What it is (and why it’s useful)
- Precision = TP / (TP + FP): among items you predicted positive, how many are truly positive.
- Recall (a.k.a. TPR, sensitivity) = TP / (TP + FN): among truly positive items, how many you found.
- A Precision–Recall (PR) curve plots precision (y-axis) versus recall (x-axis) as you sweep a decision threshold over model scores.
- PR-AUC is the area under that PR curve; it summarizes the quality of the ranking your model produces, emphasizing performance on the positive class—especially valuable under class imbalance.
Interpreting PR-AUC
- Range and baseline: for a random ranking, expected PR-AUC ≈ positive class prevalence $\pi = \frac{P}{P+N}$.
- Example: if only 5% of examples are positive, a no-skill PR-AUC is ~0.05.
- Values below $\pi$ indicate worse-than-random ranking; values above $\pi$ indicate useful ranking.
- Higher is better; 1.0 is perfect (precision = 1 at all recalls).
- Not comparable across datasets with different prevalence. Always report $\pi$ alongside PR-AUC.
PR-AUC vs ROC-AUC (when to prefer which)
- ROC-AUC = area under TPR vs FPR; it treats positives and negatives symmetrically.
- In highly imbalanced settings, ROC-AUC can look optimistic even when the model yields many false positives.
- PR-AUC focuses on the positive class: it penalizes false positives directly through precision. Prefer PR-AUC when positives are rare and costs are asymmetric.
How PR curves relate to ROC curves
Given prevalence $\pi$,
$\text{precision} \;=\; \frac{\pi\cdot \text{TPR}}{\pi\cdot \text{TPR} + (1-\pi)\cdot \text{FPR}}.$
Thus the same ROC point maps to different PR points when $\pi$ changes—another reason PR-AUC depends on class balance.
Computing PR-AUC (practical)
- Sort examples by predicted score (descending).
- Sweep a threshold over the ranked list and compute $(\text{recall}_k, \text{precision}_k)$ at each step $k$.
- Integrate precision over recall. Two common summaries:
- Area under PR curve using step-wise interpolation (common in libraries).
- Average Precision (AP): a ranking metric that computes a weighted mean of precision at each new recall obtained when a true positive is encountered. AP and PR-AUC are closely related but not identical; AP corresponds to a specific interpolation that creates a precision “envelope.”
Tip: scikit-learn’s
average_precision_scorereports AP;auc(recall, precision)computes trapezoidal area under your sampled PR points. Report which one you use.

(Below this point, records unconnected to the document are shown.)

PR #661, opened 2017-10-27
Fix/kubernetes prompt

derekbassett:
Added functionality to parse the current namespace regardless of config settings. This should address the issue #555.

PR #693, opened 2017-12-05
Fix of k8s shorter segment

iScrE4m:
My latest PR #676 seemed to have been incompatible with #661 - I did my PR on top of master instead of next. This one is done on top of next and should fix the current not so great state of next (prints nothing). Sorry!

### DIFF
--- a/powerlevel9k.zsh-theme
+++ b/powerlevel9k.zsh-theme
@@ -1430,11 +1430,11 @@ prompt_kubecontext() {
 
     local k8s_final_text=""
 
-    if [[ "$k8s_context" == "k8s_namespace" ]]; then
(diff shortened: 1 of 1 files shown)


bhilburn:
Thanks for the fix, @iScrE4m! I'm actually surprised that #676 passed unit testing with that breakage. We clearly have a gap in test coverage that we need to fix.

Properties and practical notes
- Ranking-invariance: Any monotonic transformation of scores (e.g., logits → probabilities) leaves PR-AUC unchanged; it depends on ordering, not calibration.
- Non-convex curves: PR curves can zig-zag; libraries often apply an envelope (monotone precision w.r.t. recall) before integrating.
- Edge cases:
- No positives → PR curve undefined (precision is undefined); most libraries return
nanand may warn. - Extremely few positives → high variance; use confidence intervals or repeated resampling.
- No positives → PR curve undefined (precision is undefined); most libraries return
- Micro vs macro averaging (multiclass/multilabel):
- Micro-averaged PR-AUC: pool all decisions across classes then compute one PR curve; dominated by common classes.
- Macro-averaged PR-AUC: compute per-class PR-AUC and average; treats classes equally. Report both if class supports differ.
- Sampling effects: Down/upsampling negatives/positives changes prevalence and thus PR-AUC. If you sample for training, compute PR-AUC on an evaluation set with natural class balance.
- Operational view: Choose thresholds by inspecting the PR curve where precision meets business constraints (e.g., “precision ≥ 0.9”) and read off the achievable recall (coverage).
Reporting checklist (quick)
- PR-AUC value and positive class prevalence $\pi$.
- Which summary you used (AP vs AUC under PR), and interpolation details.
- Confidence interval or variability estimate (e.g., bootstrap).
- (If multiclass) micro/macro choice.
- A precision@k or precision at target recall to connect to real decisions.
Tiny worked example (conceptual)
- Dataset: 1,000 samples, 50 positives (prevalence $\pi=0.05$).
- A model with PR-AUC = 0.42 is strong relative to the 0.05 baseline.
- If operations require precision ≥ 0.9, the PR curve may show recall ≈ 0.25 at that precision → you’ll capture ~25% of all positives while keeping false positives low.